Wien - Das Pro-Berufsheer-Komitee "Unser Heer" wehrt sich gegen Befürchtungen von Wehrpflicht-Anhänger: Ein Berufsheer und ein Freiwilliges Sozialjahr kämen nicht teurer, sondern sogar günstiger als das derzeitige System. Als Argumente führten Komitee-Chef Hannes Androsch und Wirtschaftswissenschafter Andreas Wagener am Donnerstag versteckte volkswirtschaftliche Kosten und internationale Vergleiche an.
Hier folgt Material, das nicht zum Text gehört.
PR #13625, opened 2022-11-30
MariaDB update - work around for old-mode=""

grooverdan:
A upstream bug report https://jira.mariadb.org/browse/MDEV-30126 is causing troubles with utf8mb4 testing.


grooverdan:
Thank you.

PR #13665, opened 2022-12-06
Aerospike 6.2.0.1

mcoberly2:

### DIFF
--- a/library/aerospike
+++ b/library/aerospike
@@ -1,13 +1,16 @@
 Maintainers: Lucien Volmar <lucien@aerospike.com> (@volmarl),
              Michael Coberly <mcoberly@aerospike.com> (@mcoberly2),
-             Phuc Vinh <pvinh@aerospike.com> (@pvinh-spike)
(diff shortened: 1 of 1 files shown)


mcoberly2:
Would you please also delete the "latest" build from the tag listing: https://hub.docker.com/_/aerospike/tags

yosifkit:
Yeah, we have deleted the `latest` tag from Docker Hub.

---

Unfortunately the new `bootstrap.sh` falls under this section of our `README`:

> It may be tempting, for the sake of brevity, to put complicated initialization details into a standalone script and merely add a `RUN` command in the `Dockerfile`. However, this causes the resulting `Dockerfile` to be overly opaque, and such `Dockerfile`s are unlikely to pass review. Instead, it is recommended to put all the commands for initialization into the `Dockerfile` as appropriate `RUN` or `ENV` command combinations.
>
> \-https://github.com/docker-library/official-images/tree/6f8c8066b90e4f81d999d088f4081cc1723b2387#clarity

mcoberly2:
Closing, will replace with Version 6.2.0.2 shortly

PR #14651, opened 2023-05-12
Update php

tianon:
Changes:

- https://github.com/docker-library/php/commit/0a68eaa2: Update 8.1-rc
- https://github.com/docker-library/php/commit/cb2f0def: Update 8.1 to 8.1.19


tianon:
There _should_ be an 8.2 as well, not sure why there isn't :confused:

tianon:
Oh, we already got 8.2.6 :sweat_smile:

PR #14667, opened 2023-05-16
erlang/otp 26.0

getong:


tianon:
```diff
-FROM alpine:3.17
+FROM alpine:3.16
```

Oops, looks like Erlang 26 has an older version of Alpine than Erlang 25 had been updated to - was this intentional?  (Should that be updated to Alpine 3.17 or even 3.18?)

getong:
@tianon 
update to alpine 3.18

PR #14670, opened 2023-05-16
Update bash

yosifkit:
Changes:

- https://github.com/tianon/docker-bash/commit/3785a84: Update devel to 20230515, commit e44e3d50dee26d12927baca188ad2a44a0135173

### DIFF
--- a/library/bash
+++ b/library/bash
@@ -3,9 +3,9 @@
 Maintainers: Tianon Gravi <admwiggin@gmail.com> (@tianon)
 GitRepo: https://github.com/tianon/docker-bash.git
 
-Tags: devel-20230504, devel, devel-20230504-alpine3.18, devel-alpine3.18
+Tags: devel-20230515, devel, devel-20230515-alpine3.18, devel-alpine3.18
 Architectures: amd64, arm32v6, arm32v7, arm64v8, i386, ppc64le, s390x
-GitCommit: e73ff20af7431345d27345c3fb59d2979051815a
+GitCommit: 3785a84f3afd1b0c95c8a3f1a1e9c9bb382b6a70
 Directory: devel
 
 Tags: 5.2.15, 5.2, 5, latest, 5.2.15-alpine3.18, 5.2-alpine3.18, 5-alpine3.18, alpine3.18


tianon:
omg, this new stuff looks interesting: (this is "man to markdown" via pandoc)

> There is an alternate form of command substitution:
> 
> > **${***C* *command***;** **}**
> 
> which executes *command* in the current execution environment. This
> means that side effects of *command* take effect immediately in the
> current execution environment and persist in the current environment
> after the command completes (e.g., the **exit** builtin will exit the
> shell).
> 
> The character *C* following the open brace must be a space, tab,
> newline, **(**, or **\|**, and the close brace must be in a position
> where a reserved word may appear (i.e., preceded by a command terminator
> such as semicolon). **Bash** allows the close brace to be joined to the
> remaining characters in the word without being followed by a shell
> metacharacter as a reserved word would usually require.
> 
> This type of command substitution superficially resembles executing an
> unnamed shell function: local variables are created as when a shell
> function is executing, and the **return** builtin forces *command* to
> complete; however, the rest of the execution environment, including the
> positional parameters, is shared with the caller.
> 
> If the first character following the open brace is a **(**, *command* is
> executed in a subshell, and *command* must be terminated by a **)**.
> This is similar to the **(** compound command (see **Compound Commands**
> above). If the first character is a **\|**, the construct expands to the
> value of the **REPLY** shell variable after *command* executes, without
> removing any trailing newlines, and the standard output of *command*
> remains the same as in the calling shell. **Bash** creates **REPLY** as
> an initially-unset local variable when *command* executes, and restores
> **REPLY** to the value it had before the command substitution after
> *command* completes, as with any local variable.

tianon:
:eyes:

```console
bash-5.2# echo "${| REPLY=$'foo\nbar\n'; REPLY+=$'\nfoo\n\n'; }"
foo
bar

foo


```

tianon:
(I think the use case I'm most excited for here is something like a shell function that calculates something expensive and maintains a cache, and with this we can invoke that _and_ capture the output while still letting it maintain the global cache state it needs :eyes:)

PR #14687, opened 2023-05-18
Add images for Rocky Linux 9.2 and 8.8

NeilHanlon:
NOTE - We currently are not providing 9.2 for ppc64le due to an upstream
bug[1], so the difference there is expected for now. We will add the
ppc64le image once a fix is found for the bug.

[1] https://bugzilla.redhat.com/show_bug.cgi?id=2203919

### DIFF
--- a/library/rockylinux
+++ b/library/rockylinux
@@ -2,38 +2,34 @@ Maintainers: The Rocky Linux Foundation <infrastructure@rockylinux.org> (@rocky-
              Neil Hanlon <neil@resf.org> (@neilhanlon)
 GitRepo: https://github.com/rocky-linux/sig-cloud-instance-images.git
 
-Tags: 9.1.20230215, 9.1, 9
-GitFetch: refs/heads/Rocky-9.1.20230215-Base-x86_64
-GitCommit: c554918c3fb7432f70802459ee942fead8121cae
-arm64v8-GitFetch: refs/heads/Rocky-9.1.20230215-Base-aarch64
-arm64v8-GitCommit: a44de1cb9192969dacd996beb22c152020908532
-s390x-GitFetch: refs/heads/Rocky-9.1.20230215-Base-s390x
-s390x-GitCommit: 3bd8af8923fd7b0611f1599e347897a6cb9c156b
-ppc64le-GitFetch: refs/heads/Rocky-9.1.20230215-Base-ppc64le
-ppc64le-GitCommit: 0aee39d093db7f0732854729a0e46bc8092bf607
-Architectures: amd64, arm64v8, ppc64le, s390x
+Tags: 9.2.20230513, 9.2, 9
+GitFetch: refs/heads/Rocky-9.2.20230513-Base-x86_64
+GitCommit: 5534796e428e5ac942d820bc96a36a5d0404a8a4
+arm64v8-GitFetch: refs/heads/Rocky-9.2.20230513-Base-aarch64
+arm64v8-GitCommit: 9dc2a99760aa37f4fde4cd35a8fe12ce3991e16c
+s390x-GitFetch: refs/heads/Rocky-9.2.20230513-Base-s390x
+s390x-GitCommit: 1d9cb06268ba4a479b814a2e191a5fa42048872c
+Architectures: amd64, arm64v8, s390x
 
-Tags: 9.1.20230215-minimal, 9.1-minimal, 9-minimal
-GitFetch: refs/heads/Rocky-9.1.20230215-Minimal-x86_64
-GitCommit: 957dce1794c27b8fc1666f7e283db2ba7ef5b182
-arm64v8-GitFetch: refs/heads/Rocky-9.1.20230215-Minimal-aarch64
-arm64v8-GitCommit: 499b1eeb324a768228963568a9b3afdaf5da74dc
-s390x-GitFetch: refs/heads/Rocky-9.1.20230215-Minimal-s390x
-s390x-GitCommit: db6eddbb6b6cd097f625a014dcd50a9f152720d2
-ppc64le-GitFetch: refs/heads/Rocky-9.1.20230215-Minimal-ppc64le
-ppc64le-GitCommit: 4e11f6cf490d560b37bc6b9dffff204d2bc6e5b3
-Architectures: amd64, arm64v8, ppc64le, s390x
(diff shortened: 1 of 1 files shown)


yosifkit:
😕❤️ I am unsure what this new `-ubi` variant is for. It seems to be basically the same as the regular image but with `systemd` installed. The difference between this and the user just doing `FROM rockylinux:9.2` and `RUN dnf install -y systemd` seems to be fairly minimal, so I am unsure what the use case is.

```diff
$ diff -u \
    <(docker run -i --rm rockylinux:9.2 bash -c "dnf install -y -qq systemd &> /dev/null && rpm -qa" | sort) \
    <(docker run -i --rm rockylinux:9.2-ubi rpm -qa | sort)
--- /dev/fd/63  2023-05-18 13:15:10.579202298 -0700
+++ /dev/fd/62  2023-05-18 13:15:10.579202298 -0700
@@ -3,8 +3,6 @@
 audit-libs-3.0.7-103.el9.x86_64
 basesystem-11-13.el9.noarch
 bash-5.1.8-6.el9_1.x86_64
-binutils-2.35.2-37.el9.x86_64
-binutils-gold-2.35.2-37.el9.x86_64
 bzip2-libs-1.0.8-8.el9.x86_64
 ca-certificates-2022.2.54-90.2.el9.noarch
 coreutils-single-8.32-34.el9.x86_64
@@ -17,9 +15,9 @@
 dbus-1.12.20-7.el9_1.x86_64
 dbus-broker-28-7.el9.x86_64
 dbus-common-1.12.20-7.el9_1.noarch
+dejavu-sans-fonts-2.37-18.el9.noarch
 dnf-4.14.0-5.el9_2.noarch
 dnf-data-4.14.0-5.el9_2.noarch
-elfutils-debuginfod-client-0.188-3.el9.x86_64
 elfutils-default-yama-scope-0.188-3.el9.noarch
 elfutils-libelf-0.188-3.el9.x86_64
 elfutils-libs-0.188-3.el9.x86_64
@@ -27,7 +25,9 @@
 file-libs-5.39-12.el9.x86_64
 filesystem-3.16-2.el9.x86_64
 findutils-4.8.0-5.el9.x86_64
+fonts-filesystem-2.0.5-7.el9.1.noarch
 gawk-5.1.0-6.el9.x86_64
+gdb-gdbserver-10.2-10.el9.x86_64
 gdbm-libs-1.19-4.el9.x86_64
 glib2-2.68.4-6.el9.x86_64
 glibc-2.34-60.el9.x86_64
@@ -37,16 +37,16 @@
 gnupg2-2.3.3-2.el9_0.x86_64
 gnutls-3.7.6-20.el9_2.x86_64
 gpgme-1.15.1-6.el9.x86_64
-gpg-pubkey-350d275d-6279464b
 grep-3.6-5.el9.x86_64
 gzip-1.12-1.el9.x86_64
-hostname-3.23-6.el9.x86_64
 ima-evm-utils-1.4-4.el9.x86_64
 json-c-0.14-11.el9.x86_64
 keyutils-libs-1.6.3-1.el9.x86_64
 kmod-libs-28-7.el9.x86_64
 krb5-libs-1.20.1-8.el9.x86_64
-less-590-1.el9_0.x86_64
+langpacks-core-en-3.0-16.el9.noarch
+langpacks-core-font-en-3.0-16.el9.noarch
+langpacks-en-3.0-16.el9.noarch
 libacl-2.3.1-3.el9.x86_64
 libarchive-3.5.3-4.el9.x86_64
 libassuan-2.5.5-3.el9.x86_64
@@ -85,8 +85,6 @@
 libstdc++-11.3.1-4.3.el9.x86_64
 libtasn1-4.16.0-8.el9_1.x86_64
 libunistring-0.9.10-15.el9.x86_64
-libusbx-1.0.26-1.el9.x86_64
-libuser-0.63-12.el9.x86_64
 libutempter-1.2.1-6.el9.x86_64
 libuuid-2.37.4-11.el9_2.x86_64
 libverto-0.3.2-3.el9.x86_64
@@ -107,7 +105,6 @@
 p11-kit-0.24.1-2.el9.x86_64
 p11-kit-trust-0.24.1-2.el9.x86_64
 pam-1.5.1-14.el9.x86_64
-passwd-0.80-12.el9.x86_64
 pcre2-10.40-2.el9.x86_64
 pcre2-syntax-10.40-2.el9.noarch
 pcre-8.44-3.el9.3.x86_64
@@ -142,10 +139,10 @@
 tar-1.34-6.el9_1.x86_64
 tpm2-tss-3.0.3-8.el9.x86_64
 tzdata-2023c-1.el9.noarch
-usermode-1.114-4.el9.x86_64
 util-linux-2.37.4-11.el9_2.x86_64
 util-linux-core-2.37.4-11.el9_2.x86_64
 vim-minimal-8.2.2637-20.el9_1.x86_64
+which-2.21-28.el9.x86_64
 xz-libs-5.2.5-8.el9_0.x86_64
 yum-4.14.0-5.el9_2.noarch
 zlib-1.2.11-39.el9.x86_64
```

NeilHanlon:
The UBI Variant is one which matches what our upstream creates, however it does not have to be in the library images if not desired. I included it as we have recently moved it out of an "experimental" state.

We will publish it under our own namespace even if not accepted to the library. I apologize for not communicating with you all before.

yosifkit:
Ok, so it seems like it is `redhat/ubi9-init`, but without configuring `systemd` as pid 1. Is that correct?

I think our decision when we added the `redhat/ubi*` pins is the closest to this (https://github.com/docker-library/official-images/pull/13908). Basically, we did not add `redhat/ubi*-init` because it didn't fit with the "one concern per container" that we keep in Official Images.

I think that if the purpose of the `rockylinux:*-ubi` image is for running `systemd`, then I don't think it fits our current requirements, but if it has a different purpose then maybe?  CC @tianon, does that seem reasonable?

tianon:
Agreed with your assessment :sweat_smile:

(would also add that `-ubi` feels a little bit confusing given there are four different "UBI" types and the "minimal" image here already matches "ubi-minimal" as I've understood it :see_no_evil:)

netsandbox:
Would be great if this would go further to have the 9.2 version available in the library images.

NeilHanlon:
hi @yosifkit , @tianon  - I've removed the ubi containers and added our 8.8 containers, as well.

PR #14719, opened 2023-05-24
Updated mainline nginx to 1.25.0 and njs to 0.7.12.

thresheek:
Also, extended envsubst-based templating to process stream (TCP/UDP) servers.


library/nginx
```diff
@@ -3,29 +3,29 @@
 Maintainers: NGINX Docker Maintainers <docker-maint@nginx.com> (@nginxinc)
 GitRepo: https://github.com/nginxinc/docker-nginx.git
 
-Tags: 1.23.4, mainline, 1, 1.23, latest, 1.23.4-bullseye, mainline-bullseye, 1-bullseye, 1.23-bullseye, bullseye
```
jnoordsij, line 6: The tags seem to be off, `1.25.0` is also being tagged as `1.23` on all variants.

thresheek: Ah indeed!

thresheek: Fixed in an amended / force-pushed commit.

PR #14726, opened 2023-05-24
Official Convertigo 8.2.1 release

nicolas-albert:
Thx!


yosifkit:
> WARNING: apt does not have a stable CLI interface. Use with caution in scripts.

The `apt update/install` should be swapped back to `apt-get`.

https://manpages.debian.org/bullseye/apt/apt.8.en.html#SCRIPT_USAGE_AND_DIFFERENCES_FROM_OTHER_APT_TOOLS

PR #14728, opened 2023-05-24
eclipse-temurin: bump alpine to 3.18

gdams:


yosifkit:
Just a note that the move to Alpine 3.18 might cause some user headaches; especially around `gpg` verification. Hopefully this can help you spot the issue to help users.

I noticed that the `tomee` image rebuilds triggered from this change were all running into build timeouts on Official Images builders. They were stuck on a fairly innocuous line and `docker top` shows that aside from the shell, the only running things are `gpg` and the new `keyboxd` (a new part of the most recent gpg).

```console
...
root                493961              493909              2                   22:40               ?                   00:00:00            gpg --batch --verify tomee.tar.gz.asc apache-tomee-8.0.15-plume.tar.gz
root                493963              493909              0                   22:41               ?                   00:00:00            keyboxd --homedir /root/.gnupg --daemon
```

After some digging, I found that `keyboxd` is waiting for a lock file (it didn't get stopped cleanly in an earlier `RUN` layer).

```console
/usr/local/tomee # /usr/libexec/keyboxd --no-detach --server
keyboxd[7]: waiting for lock (held by 12) ...
keyboxd[7]: waiting for lock (held by 12) ...
```

Two workarounds:
- disable `keyboxd` by creating an empty `GNUPGHOME` directory (default `~/.gnupg/`)
    > Since version 2.4.1 the keyboxd will be used by default for a fresh install; i.e. if a ~/.gnupg directory did not yet exist.
    >
    > \- https://github.com/gpg/gnupg/blob/2783b786a9314894d76807b00789df09fe70d1d1/README#L131-L132
- cleanly shutdown `gpg` related daemons before the end of a `RUN`
   - `gpgconf --kill all` should work, but might need some amount of wait time to ensure they stop

PR #14735, opened 2023-05-26
Update Nextcloud

J0WI:


yosifkit:
(I assume the problem with Alpine 3.17+ is the upgrade to OpenSSL 3)

Are you asking if we can temporarily add back `php:8.1-fpm-alpine3.16` to the PHP images (until about October)? 🤔 I think it makes sense given the best alternative for the `nextcloud` image is to downgrade to PHP 8.0. 😢 CC @tianon

tianon:
Ok, fair enough: https://github.com/docker-library/php/pull/1412 :eyes:

tianon:
https://github.com/docker-library/official-images/pull/14751 :eyes:

PR #14761, opened 2023-05-31
Update Matomo

J0WI:


tianon:
@tsteur, just to make sure, you're OK with being listed here, right? :innocent:
(I don't see confirmation in https://github.com/matomo-org/docker/pull/301; apologies if I just missed it somewhere!)

tsteur:
@J0WI I haven't done any contributions to that project and am not too familiar with docker. Any chance we could mention someone else?

tsteur:
@J0WI Thanks for letting us know.  The Matomo Docker project https://github.com/matomo-org/docker is a community driven project and the Matomo core team hasn't been contributing to it yet. It seems that the main community contributors are @J0WI and @pierreozoux and @tianon - would it be maybe possible to list one of you in the file?

pierreozoux:
not me :upside_down_face:  I don't use matomo anymore and trying to not receive these notifications anymore :)

Maybe contact matomo to ask them?

Have a nice day everybody!

tianon:
@matomo-org here isn't ideal, but it's good enough for now (and I think accurately reflects the situation)

FWIW, we _do_ use this for things like notifying image maintainers when a major base image is deprecated and being removed, and that doesn't work for a whole org like this

PR #14766, opened 2023-05-31
23.0.0.5 release

wraschke:


wraschke:
@tianon I'm not so experienced at doing this process. Any insights into the failure at https://github.com/docker-library/official-images/actions/runs/5138363695/jobs/9247611788?pr=14766?

```
```

yosifkit:
That just means that the `diff` is extra long, so it doesn't fit in a comment. Here it is in a gist:

Diff: https://gist.github.com/docker-library-bot/43dd8a7e66d33ee2f633659e3eab9419

tianon:
That's a long diff, so we're still trying to parse it all, but wanted to give some initial feedback:

---

There are quite a few bits here that seem to reference CRIU, but that seems kind of weird inside a container (and it doesn't seem to be included in what's installed)?  Is CRIU embedded in websphere/open liberty directly or something like that?  Does it actually work with the default container permissions?  Some of the script splits like `pidplus.sh` and `checkpoint.sh` and `restore-server.sh` also don't seem like they need to be dedicated scripts unless users are expected to run them directly. :thinking:

---

```diff
+    && wget -O /usr/bin/dumb-init https://github.com/Yelp/dumb-init/releases/download/v1.2.5/dumb-init_1.2.5_x86_64 \
+    && chmod +x /usr/bin/dumb-init \
```

This is not sufficient -- it only supports one architecture (will fail on arm64v8, ppc64le, and s390x), and it needs some kind of download verification (https://github.com/docker-library/official-images#image-build), _or_ it needs to switch to installing a distro package instead.

---

```diff
+MIT LICENSE
+
+The Program includes some or all of the following that IBM obtained
+under the MIT License:
+
+DUMB-INIT (Copyright: 2015 Yelp, Inc.
+2016-2019 Dmitry Smirnov <onlyjob@debian.org>)
```

I'm not 100% sure, but I don't think this is accurate?  It looks like it came from https://sources.debian.org/src/dumb-init/1.2.5-1/debian/copyright/#L10-L14, but that _only_ applies to `debian/` in the source directory, and this isn't even installing from the Debian packages (it's downloading a single binary directly off GitHub that's published by the `dumb-init` project, not Debian).

tjwatson:
> There are quite a few bits here that seem to reference CRIU, but that seems kind of weird inside a container (and it doesn't seem to be included in what's installed)? Is CRIU embedded in websphere/open liberty directly or something like that? Does it actually work with the default container permissions? Some of the script splits like `pidplus.sh` and `checkpoint.sh` and `restore-server.sh` also don't seem like they need to be dedicated scripts unless users are expected to run them directly.

`checkpoint.sh` is intended to be called on its own.  See https://openliberty.io/blog/2023/02/10/instant-on-beta-update.html for an example of using `Run checkpoint.sh applications` is shown.  `pidplus.sh` is an internal detail to bump up pids before doing a checkpoint to avoid a checkpoint of PID 1.  `restore-server.sh` was separated from `docker-server.sh` to place any criu specific logic in a separate script.

> This is not sufficient -- it only supports one architecture (will fail on arm64v8, ppc64le, and s390x), and it needs some kind of download verification (https://github.com/docker-library/official-images#image-build), _or_ it needs to switch to installing a distro package instead.

You are correct. We need to multi-arch this.  The Semeru runtime initially only supports x86-64 for CRIUSupport, but we should update our `Dockerfile` to download the correct version.

> I'm not 100% sure, but I don't think this is accurate? It looks like it came from https://sources.debian.org/src/dumb-init/1.2.5-1/debian/copyright/#L10-L14, but that _only_ applies to `debian/` in the source directory, and this isn't even installing from the Debian packages (it's downloading a single binary directly off GitHub that's published by the `dumb-init` project, not Debian).

Got this from a licensing tool that scanned the repository.  I do think you are correct though and we likely just need what is reported from https://github.com/Yelp/dumb-init/blob/master/LICENSE

tjwatson:
> Does it actually work with the default container permissions?

For restore the `CHECKPOINT_RESTORE` and `SETPCAP` capabilities are required.  To do that you need the fix for https://github.com/moby/moby/pull/42011 so that you can `--add-cap` for `CHECKPOINT_RESTORE` with `docker`.  That is version 23+ I think.  Otherwise Podman can be used.  It also works with AWS EKS and Azure AKS as long as you grant a security context to grant `CHECKPOINT_RESTORE` and `SETPCAP` capabilities.  See https://openliberty.io/blog/2023/02/20/aws-instant-on.html

wraschke:
@tianon @yosifkit do you still have questions about this pull request?

yosifkit:
```diff
 COPY fixes/ /opt/ol/fixes/
 
+# Install dumb-init
+RUN set -eux; \
+    ARCH="$(uname -m)"; \
+    case "${ARCH}" in \
+       aarch64|arm64) \
+         DUMB_INIT_URL='https://github.com/Yelp/dumb-init/releases/download/v1.2.5/dumb-init_1.2.5_aarch64'; \
+         ;; \
+       amd64|x86_64) \
+         DUMB_INIT_URL='https://github.com/Yelp/dumb-init/releases/download/v1.2.5/dumb-init_1.2.5_x86_64'; \
+         ;; \
+       ppc64el|ppc64le) \
+         DUMB_INIT_URL='https://github.com/Yelp/dumb-init/releases/download/v1.2.5/dumb-init_1.2.5_ppc64le'; \
+         ;; \
+       s390x) \
+         DUMB_INIT_URL='https://github.com/Yelp/dumb-init/releases/download/v1.2.5/dumb-init_1.2.5_s390x'; \
+         ;;\
+       *) \
+         echo "Unsupported arch: ${ARCH}"; \
+         exit 1; \
+         ;; \
+    esac; \
+    curl -LfsSo /usr/bin/dumb-init ${DUMB_INIT_URL}; \
+    chmod +x /usr/bin/dumb-init;
+
 # Install Open Liberty
```

The `dumb-init` downloads need to be verified (https://github.com/docker-library/official-images/tree/f8193b6f16c7fcd6161821f638fdf791aa19c8a2#image-build).  It seems that they don't publish signatures, so it'll probably need the values from their `sha256sums` embedded into the Dockerfile (like [golang](https://github.com/docker-library/golang/blob/713124c10e228b178e92ecf949e86c16bc3f3057/1.20/bullseye/Dockerfile#L25-L74)).

wraschke:
@yosifkit do you have an outlook on when this can be merged? Thank you.

yosifkit:
Updated diff for 4c0610ebac8798a70c7a75804f86afedc29e2f2b: https://gist.github.com/docker-library-bot/c63119212ac48cead5efdc5ff755973c

yosifkit (approved):

PR #14767, opened 2023-05-31
Update CirrOS to 0.6.2, 0.5.3

tianon:
- https://github.com/cirros-dev/cirros/releases/tag/0.6.2
- https://github.com/cirros-dev/cirros/releases/tag/0.5.3

(Not sure how I missed "arm image is ARMv7 now to follow armhf distributions" in https://github.com/cirros-dev/cirros/releases/tag/0.6.0, but that's fixed for 0.6.x now too!)

### DIFF
--- a/library/cirros
+++ b/library/cirros
@@ -3,11 +3,41 @@
 Maintainers: Tianon Gravi <admwiggin@gmail.com> (@tianon)
 GitRepo: https://github.com/tianon/docker-brew-cirros.git
 GitFetch: refs/heads/dist
-GitCommit: 84bfc9d0e4cc631d043410d602bf5f8876ed6575
-Architectures: amd64, arm32v5, arm64v8, ppc64le
+GitCommit: e8833253f108046f977fbcecd7f02170bd20d357
+Architectures: amd64, arm32v7, arm64v8, ppc64le
 amd64-Directory: arches/amd64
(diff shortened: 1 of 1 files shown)


library/cirros
```diff
@@ -3,11 +3,20 @@
...
+GitCommit: e8833253f108046f977fbcecd7f02170bd20d357
+Architectures: amd64, arm32v7, arm64v8, ppc64le
+amd64-Directory: arches/amd64
+arm32v7-Directory: arches/arm32v7
+arm64v8-Directory: arches/arm64v8
+ppc64le-Directory: arches/ppc64le
+
+Tags: 0.6.2, 0.6, 0, latest
+
+Tags: 0.5.3, 0.5
```
tianon, line 15: Reviewer's note: this is in kind of a weird format for now because I expect this 0.5.x entry to be temporary (I don't know whether CirrOS 0.5.x is going to be actively supported still :sweat_smile:)

tianon:
Alright, I've now fixed everything "properly" (updated branches for every "wrong" release and branches for every release I've made so they can all be discovered more easily since they're all relatively small)

yosifkit:
Just a note that `0.6.1` and `0.6.0` are temporary to fix their incorrect architecture. They were previously published as `arm32v5` when they contain `arm32v7` binaries.

PR #14769, opened 2023-06-01
Remove CirrOS backfilled versions

tianon:
The builds aren't _quite_ done/pushed yet, but I don't want to forget to remove these. :sweat_smile:

(follow up to https://github.com/docker-library/official-images/pull/14767)


tianon:
Nice, looks like we're good to go: https://hub.docker.com/_/cirros/tags :partying_face:

PR #19199, opened 2025-06-04
Remove notary tags (EOL base image)

tianon:
See also:
- https://github.com/docker/notary-official-images/pull/38


tianon:
We should probably also add a deprecation notice to the image. :thinking:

Inzwischen hätten 21 EU-Staaten auf Berufsheere umgestellt. Dass das Militär danach teurer komme, "kann man nirgendwo beobachten", sagt Wagener. Feststellbar sei hingegen ein Produktivitätsgewinn: Ein Berufssoldat entspreche eineinhalb bis zwei Wehrpflichtigen. "Das gleiche Leistungsniveau könnten die Hälfte der Leute erbringen", rechnet Wagener vor. Bei Beibehaltung der Wehrpflicht, befürchtet Androsch, droht Österreich ein "sicherheitspolitischer Trittbrettfahrer" zu werden. (mika, APA, DER STANDARD, 23.11.2012)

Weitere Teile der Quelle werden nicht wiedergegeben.